Chlorotoxin, a small peptide derived from scorpion venom, targets cancer cells via a phosphatidylinositol phosphate

Abstract

5520

Chlorotoxin, also called TM-601, is a 36-amino acid peptide originally derived from the venom of the Giant Israeli scorpion Leiurus quinquestriatus. In previous studies, chlorotoxin appeared to bind specifically to glioblastoma cell lines and glioblastoma sections, but not to normal brain tissue, and tumor-specific binding was later extended to neuroectodermal tissue. In the present study, using colorimetric binding assays, histochemical staining, and FACS analysis, we demonstrate that chlorotoxin binds to multiple human cancer cell lines and tissues, including solid tumors (glioma, lung, breast, prostate, melanoma, colorectal), as well as hematologic tumor cell lines (leukemia, lymphoma, myeloma).
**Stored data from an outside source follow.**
Issue #410, opened 2019-11-01
fatal error at firesim launchrunfarm 


CristinaZN:
hi, here is a problem.please help me
i create instance c4 and f1 both in us-east-1a

[centos@ip-192-168-0-187 deploy]$ firesim launchrunfarm
FireSim Manager. Docs: http://docs.fires.im
Running: launchrunfarm

An error occurred (VcpuLimitExceeded) when calling the RunInstances operation: You have requested more vCPU capacity than your current vCPU limit of 8 allows for the instance bucket that the specified instance type belongs to. Please visit http://aws.amazon.com/contact-us/ec2-request to request an adjustment to this limit.
This probably means there was no more capacity in this availability zone. Try the next one.
An error occurred (VcpuLimitExceeded) when calling the RunInstances operation: You have requested more vCPU capacity than your current vCPU limit of 8 allows for the instance bucket that the specified instance type belongs to. Please visit http://aws.amazon.com/contact-us/ec2-request to request an adjustment to this limit.
This probably means there was no more capacity in this availability zone. Try the next one.
An error occurred (VcpuLimitExceeded) when calling the RunInstances operation: You have requested more vCPU capacity than your current vCPU limit of 8 allows for the instance bucket that the specified instance type belongs to. Please visit http://aws.amazon.com/contact-us/ec2-request to request an adjustment to this limit.
This probably means there was no more capacity in this availability zone. Try the next one.
An error occurred (Unsupported) when calling the RunInstances operation: Your requested instance type (f1.2xlarge) is not supported in your requested Availability Zone (us-east-1f). Please retry your request by not specifying an Availability Zone or choosing us-east-1a, us-east-1b, us-east-1c, us-east-1d, us-east-1e.
This probably means there was no more capacity in this availability zone. Try the next one.
An error occurred (VcpuLimitExceeded) when calling the RunInstances operation: You have requested more vCPU capacity than your current vCPU limit of 8 allows for the instance bucket that the specified instance type belongs to. Please visit http://aws.amazon.com/contact-us/ec2-request to request an adjustment to this limit.
This probably means there was no more capacity in this availability zone. Try the next one.
An error occurred (VcpuLimitExceeded) when calling the RunInstances operation: You have requested more vCPU capacity than your current vCPU limit of 8 allows for the instance bucket that the specified instance type belongs to. Please visit http://aws.amazon.com/contact-us/ec2-request to request an adjustment to this limit.
This probably means there was no more capacity in this availability zone. Try the next one.
[...]

PR #448, opened 2019-12-23
Update first time limit increase instructions for new vCPU based limits on EC2

sagark:


sagark:
Waiting for confirmation that these are correct from #410

sagark:
These worked as expected on my own account, ready for review.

Furthermore, we have dissected the amino acid sequence of chlorotoxin and demonstrated that there are two distinct binding domains in this small molecule, designated α and β, each capable of binding tumor cells. The specific target and mechanism of action of chlorotoxin has remained unclear. To address this, multiple human tumor cell lines were used to localize chlorotoxin binding. In all cell lines tested, chlorotoxin binding was predominantly localized to cellular lamellipodia, organelles involved in signal transduction, cell invasion, adhesion, and motility. Because membrane phospholipids are crucial regulatory components of intracellular signaling pathways, the ability of chlorotoxin to bind phosphatidylinositol phosphates was investigated. Using an in vitro binding assay, we illustrate that chlorotoxin binds multiple phosphatidylinositol isoforms and binds with greatest affinity to phosphatidylinositol-4,5-bisphosphate (PI-4,5-P₂), a membrane phospholipid vital to the PI3K-Akt pathway that has been implicated in multiple human cancers. This binding could profoundly affect many cellular functions, including subsequent signal transduction events, cell cycle changes, protein and DNA synthesis, and cell movement. In summary, these data provide solid evidence that chlorotoxin binds multiple human cancer types, including solid and hematologic tumors, and that the α and β domains of chlorotoxin facilitate binding of chlorotoxin to cancer cells through a membrane phosphatidylinositol localized to the lamellipodia of cancer cells. ¹³¹I-TM-601, a synthetic version of chlorotoxin conjugated to a radioisotope of iodine, is currently in Phase II clinical development for the treatment of malignant brain tumors.